PR #4247, opened 2022-06-22
Make layouts tolerant of having too-few items

BioTurboNick:
A big headache I have is that you currently have to have exactly the right number of layout spots for the number of plots you want to render. It makes rendering variable numbers of plots a bit of a headache.

This PR loosens the constraints so that fewer plots are acceptable, while too many plots still errors.
```
plot(plot(), plot(), plot(), layout = grid(2, 2))
```
image


BioTurboNick:
I see it passes all current tests, so I'll add one to enforce the permissive behavior if it otherwise checks out.

PR #4254, opened 2022-06-28
Deal with unknown themes

diegozea:
This will make `theme` to fallback to `:default` If the requested theme is unknown, in that case, it will give a proper warning: https://github.com/JuliaPlots/PlotThemes.jl/issues/68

> Description of the task: State how many lines in the records above contain the word "unknown", giving only the number.

> Task output: 2